Greg Sestero and Tommy Wiseau met at a San Francisco acting class in 1998. A young, nervous model, Greg was amazed by the bombastic, crazed performances of Tommy. Greg agreed to be his scene partner and had soon moved to Tommy's LA apartment on a peppercorn rent.
As Greg started to find some success as an actor in Hollywood, a jealous Tommy decided to make himself a star, pumping six million dollars into a film he wrote, directed, produced and played the male lead. Greg was given a supporting role, and the cult 'best worst movie ever made' The Room was born.
Like many others, my experience with The Room began watching with friends, before cinema screenings and listening to audiobook The Disaster Artist written by Tom Bissell and Greg Sestero himself. This book is revelatory not just for its depiction of the massive tensions on the set of The Room as Tommy's behaviour cost him crew after crew, but in showing the strange, interdependent friendship of Tommy and Greg.
The Disaster Artist film adaptation plays off the ironic success of The Room, now played to packed midnight screenings in a manner akin to The Rocky Picture Show. It is also able to deftly pit the emotional core of the film Greg (Dave Franco), against the force of nature that is Tommy Wiseau (played by James Franco).
James Franco is able to capture some of the bizarreness of Tommy, most memorably in a scene where Tommy prances around naked while bellowing orders at an enraged crew. Franco has finally found the role where he can be as weird as he likes, thanks to Tommy's unplaceable accent, black locks, missing millions, and unwavering narcissism.
The script is a lighter version of the downright madness Greg Sesestro recalled, and while amusing before shooting of The Room starts it could have done with some more of that deranged bent. Seth Rogen also comes into The Disaster Artist at this point, and is a highlight as the bemused script supervisor Sandy.
What is an enjoyable film takes on a whole new level at the premiere, as the loving homages to The Room comes to life. Seeing James Franco do his take on 'you're tearing me apart!' and the many other classics is a reminder of what makes watching The Room so hilarious in the first place.
The Disaster Artist has huge fun imitating scenes of The Room, even showing their recreation side by side with the original (one with HD cameras and the other in 35mm, a nod to Wiseau's inexplicable decision to shoot in both formats simultaneously).

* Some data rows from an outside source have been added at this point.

PR #123, opened 2023-07-06
Watch RBAC resources to trigger reconcile

kajinamit:
This ensures the controller watches service account, role, and role bindings to reconcile these resources in case any change is made.


kajinamit:

looks like timeout during image build ?

stuggi (approved):
/lgtm

PR #125, opened 2023-07-12
Remove duplicate jobs from github workflow

kajinamit:
We now run pre-commit job in prow which covers most of go-lang tasks.


kajinamit:
It's wiered that these removed jobs are still required. I'm wondering if rebase helps here...

PR #127, opened 2023-07-19
Configure renovate to pin k8s and controller-runtime for dev preview

gibizer:
This pins k8s and controller runtime to be in sync with lib-common and configure renovate to keep the pin


stuggi (approved):
/lgtm

PR #130, opened 2023-07-20
Use pre-created osp-secret in kuttl tests

kajinamit:
Currently we create osp-secret in kuttl test but this conflicts with the secret created by install_yamls. This removes the creation of the secret in kuttl to avoid updating the existing secret.
    
This also updates the sample file to use that common secret, so that we can use the file in kuttl tests without modification.

Depends-on: https://github.com/openstack-k8s-operators/install_yamls/pull/425


tests/kuttl/tests/galera_deploy/03-cleanup_galera.yaml
```diff
@@ -1,7 +1,12 @@
+apiVersion: kuttl.dev/v1beta
+kind: TestStep
+delete:
```
cescgina, line 3: This `delete` should be in the same TestStep as the script below, kuttl does not allow to have two `TestStep` blocks in the same file. In the docs there is an example of using the delete and commands fields in the same TestStep: https://kuttl.dev/docs/testing/reference.html#teststep

kajinamit: Fixed in the latest version.

kajinamit:
I tested this with https://github.com/openstack-k8s-operators/install_yamls/pull/425 .

abays (approved):
/lgtm

PR #138, opened 2023-07-31
Use lib-common for pvc

rabi:
Looks like mariadb pvcs are not cleaned up when the mariadb instances are deleted. Let's use the lib-common methods to CreateOrPatch pvc. Whether to retain the pv when pvc are deleted would be decided by the StorageClass.

### DIFF
--- a/controllers/mariadb_controller.go
+++ b/controllers/mariadb_controller.go
@@ -25,7 +25,6 @@ import (
 	corev1 "k8s.io/api/core/v1"
 	rbacv1 "k8s.io/api/rbac/v1"
 	k8s_errors "k8s.io/apimachinery/pkg/api/errors"
-	"k8s.io/apimachinery/pkg/api/resource"
 	"k8s.io/apimachinery/pkg/runtime"
 	ctrl "sigs.k8s.io/controller-runtime"
 	"sigs.k8s.io/controller-runtime/pkg/client"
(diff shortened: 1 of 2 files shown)


kajinamit:
I discussed this with @dciabrin a while ago and the conclusion was that this is an expected behavior to avoid wiping out data in case the instance is deleted unintentionally. but I'd like Damien to double-check my understanding.

rabi:
> I discussed this with @dciabrin a while ago and the conclusion was that this is an expected behavior to avoid wiping out data in case the instance is deleted unintentionally.

Not data would be wiped out if a `storageClass` with `reclaimPolicy: Retain` is used. If we want to be different and want to ensure that we keep the data irrespective of the `storageClass` used, we've to make it consistent across all operators for example ovndb is deleted[1] when service is deleted.

[1] https://github.com/openstack-k8s-operators/ovn-operator/blob/main/pkg/ovndbcluster/statefulset.go#L163

kajinamit:
> 

Technically ovn db can be rebuilt from neutron db(though we'd lost all data inserted by octavia db), but I agree this is something we should set via reclaimPolicy in StorageClass instead of leaving pvc.

rabi:
> It sounds like there is maybe a concern here in using the shared lib-common routines in that we really want to guarantee database's aren't accidentally deleted

Is this is a concern only for mariadb? Isn't `reclaimPolicy` the k8s way of not accidentally deleting disk? We need to consistent across services if we want to deviate from that IMO.

PR #140, opened 2023-08-01
Drop redundant configMapNameForConfig/Scripts

kajinamit:
These functions contain only a single line logic and are used in only a single place.


kajinamit:
This is still used in one more place... Probably we should create a method in pkg and use it.

PR #142, opened 2023-08-03
switch to structured logging

pinikomarov:
This automatically adds additional fields like reconcile_id etc.. from the controller context.

before :

`2023-05-18T01:53:14+03:00 INFO  controllers.KeystoneAPI Reconciled Service init successfully`

after:

`2023-10-19T10:38:14+03:00       INFO    Controllers.galera      StatefulSet openstack-cell1-galera - updated    {"controller": "galera", "controllerGroup": "mariadb.openstack.org", "controllerKind": "Galera", "Galera": {"name":"openstack-cell1","namespace":"openstack"}, "namespace": "openstack", "name": "openstack-cell1", "reconcileID": "ceb646eb-6400-460a-a49a-a75b8c821abc"}
`

*by using per reconcile function respective logger objects, the intention is to lay the ground for parallel reconciliation in future and avoid race conditions as ctx objects are reconcile run specific.

### DIFF
--- a/controllers/galera_controller.go
+++ b/controllers/galera_controller.go
@@ -58,8 +58,12 @@ type GaleraReconciler struct {
 	client.Client
 	Kclient kubernetes.Interface
 	config  *rest.Config
-	Log     logr.Logger
 	Scheme  *runtime.Scheme
+}
+
+// GetLog returns a logger object with a prefix of "controller.name" and additional controller context fields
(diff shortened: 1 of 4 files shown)


pinikomarov:
@abays @dciabrin does somebody needs to set "/approved" label here so this can continue to merge ?

abays (approved):
/lgtm

PR #144, opened 2023-08-11
galera: support mariabackup SST method

dciabrin:
Make the SST method configurable in the galera custom resource, and allow both rsync and mariabackup methods.
Mariabackup requires a database user's credentials to operate, so reuse the root db user for the time being.

The ability to inject passwords in template galera config files has been implemented. We benefit from that to generate the usual .my.cnf config file for mysql CLI running in the galera container.


dprince (approved):

stuggi:
@dciabrin this is fairly old, you want to rebase and get this in, or is it no longer required?

dciabrin:
@stuggi this is still neeting but it needs rework.

PR #155, opened 2023-09-27
Move database test helpers from lib-common to /api

gibizer:
This is necessary to remove a dependency cycle


gibizer:
/hold 
I want to test his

It's clear the Franco brothers love The Room and its cult fans. This film is unashamedly made for them, talking head celebrities opening The Disaster Artist by waxing lyrical about their own obsession with Wiseau's 'masterpiece'. As one of the converted to the 'so bad it's enjoyable' this made the film all the better, though I also questioned how much crossover appeal The Disaster Artist will ever have to those with no previous knowledge of The Room.
The most obvious comparison to The Disaster Artist is Tim Burton's Ed Wood, a biopic of the director who made the notoriously awful Plan 9 From Outer Space. While both are ready to mock their subject's failures, Franco and Burton also have a clear admiration for their subject's tenacity. We can all deride Tommy Wiseau, but what feature film have you made recently?